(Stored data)
Issue #534, opened 2022-06-30
SRAM Bootloader Breaks SW1 and SW2 on Daisy Field


byronellis:
Hi, switching to the SRAM-based boot loader (BOOT_SRAM) appears to break SW_1 and SW_2 on the Daisy Field. Specifically it seems like RisingEdge() is always true. Not sure if this is intentional or if there is a workaround, but the same code will work fine if you load the same code without the custom daisy boot loader.

stephenhensley:
@byronellis thanks for the bug report, we'll look into this!

byronellis:
No problem! If you need a minimal reproduction I can make one but it's pretty much "switches don't seem to work" so it's almost trivial 🙂

dromer:
Ok can confirm that with this branch of libDaisy and the bootloader the switches work as expected.

Really hope this gets merged/released soon, but at least I know the cause of the issue and that it will get resolved at some point.

dromer:
I suppose this ticket can now be counted as resolved. Or should it need a release tag for libDaisy first?

dromer:
This works now on bootloader v6 and beyond :)

PR #548, opened 2022-11-07
Bootloader v6.0

CorvusPrudens:
This adds the Daisy bootloader v6 to libDaisy, which fixes any stuck-pin issues such as #534. This also adds a parameter to the `System::ResetToBootloader` method which allows returning to the Daisy bootloader (both with the timeout, and without).


ohmtech-rdi (commented):
It seems to me that the changes to `src/daisy_seed.cpp` should be reflected as well in `src/daisy_patch_sm.cpp`.

(At least I see that when using the bootloader v6 and a program on QSPI, my program doesn't run, but didn't check in the debugger yet)

When I update my code template to reflect the changes in `src/daisy_seed.cpp`, it works at least on my end:
https://github.com/ohmtech-rdi/eurorack-blocks/commit/7b6d5cd9c05fcca1b90355e126decd8a90ba58c2

ohmtech-rdi:
@CorvusPrudens When do you think this will be merged? Currently using the previous bootloader makes it not really usable when having a program on QSPI.

If this will take some time, do you know if there is a workaround we could apply on our end please?

Thanks

stephenhensley:
Hi @ohmtech-rdi 

Can you describe the issue you're experiencing with running a program from QSPI on the v5 bootoader (and if that still persists on this branch)?
Can you also clarify if you're using the `BOOT_SRAM` app type, or the `BOOT_QSPI` app type when you run into issues?

The more recent commits here should have everything working for the PatchSM at this point.

I'd just like to make sure that we're aware of, and resolving any existing issues as we go through testing this PR, and staging it for release.

ohmtech-rdi:
Hi @stephenhensley 

The problem is described a bit more in detail [here](https://github.com/ohmtech-rdi/eurorack-blocks/issues/469#issuecomment-1367339257)

But in essence, when using `BOOT_QSPI`, at least the `A8` pin, that we use as a GPIO out in eurorack-blocks kivu12 for the address of the multiplexer of our pots, couldn't be changed for some reason.

Switching to the v6 bootloader solves everything for us (if there was other pins than `A8`, we didn't check), users are happy as far as I know, so that's why we are so eager to see this branch merged.

OmsInSerial:
Hi,
When do you think this will be merged? I need it for my module to work properly.
Regards

dromer:
@stephenhensley how is it going with this, will it happen before christmas? :santa:

stephenhensley:
@dromer yes! This should be merged by the end of the week.

We're wrapping up some testing with a few new configurations of the bootloader now, and then those new bin files, and a little update to the core/Makefile are all that need to happen.

Worth mentioning that the new configurations are available for testing in a [test repo](https://github.com/stephenhensley/UsbBootloaderTest) I made. Pending any issues we haven't found yet, those bin files will be the ones coming in.
The intusb, 2000ms timeout configuration is the equivalent of the current version of the bootloader bin staged on this branch.

beserge:
Tested the example under examples/BootLoaderBlink with the default + all four custom BOOT_BIN settings.
Works great! :shipit:

CorvusPrudens:
I also tested all configurations of the example successfully!

stephenhensley:
Everyone who's tested this, including myself haven't run into any issues.

Thanks everyone for the contributions, testing, and feedback in general as we worked on this update!

Merging now! 🚀😄

PR #550, opened 2022-11-24
Fix MCP23x17.h reading of multiple registers at once

benishor:
Modified size of data being read when attempting to read both A and B registers at once.


brbrr (approved):
LGTM

stephenhensley:
@benishor Thanks for the PR!
@brbrr Thanks for jumping on the review.

It's looking good here as well!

PROBLEM DESCRIPTION:
Line count for "benishor": state how many lines of the records contain it, and give only the number.

OUTPUT FOR THIS TASK:
2